*** Opening ENTRIES SHOWN ***
PR #3884, opened 2024-03-27
Pydantic spike

MatMoore:
Our metadata model has evolved over time - we originally wrote it for the ingestion API but it has morphed into a way of ingesting metadata stored as JSON in https://github.com/ministryofjustice/data-catalogue-metadata into the DataHub catalogue.

So we're left with inconsistencies between read and write methods, and fields that don't align with how we are thinking about the catalogue. This branch explores what this could look like if we remodelled this from scratch, using pydantic as a way to serialise/deserialise the metadata and document what metadata fields are supposed to mean.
*** Closing ENTRIES SHOWN ***
*EXERCISE AIM*: Retype every record without alteration.

*OUTPUT FOR THIS TASK*:
PR #3884, opened 2024-03-27
Pydantic spike

MatMoore:
Our metadata model has evolved over time - we originally wrote it for the ingestion API but it has morphed into a way of ingesting metadata stored as JSON in https://github.com/ministryofjustice/data-catalogue-metadata into the DataHub catalogue.

So we're left with inconsistencies between read and write methods, and fields that don't align with how we are thinking about the catalogue. This branch explores what this could look like if we remodelled this from scratch, using pydantic as a way to serialise/deserialise the metadata and document what metadata fields are supposed to mean.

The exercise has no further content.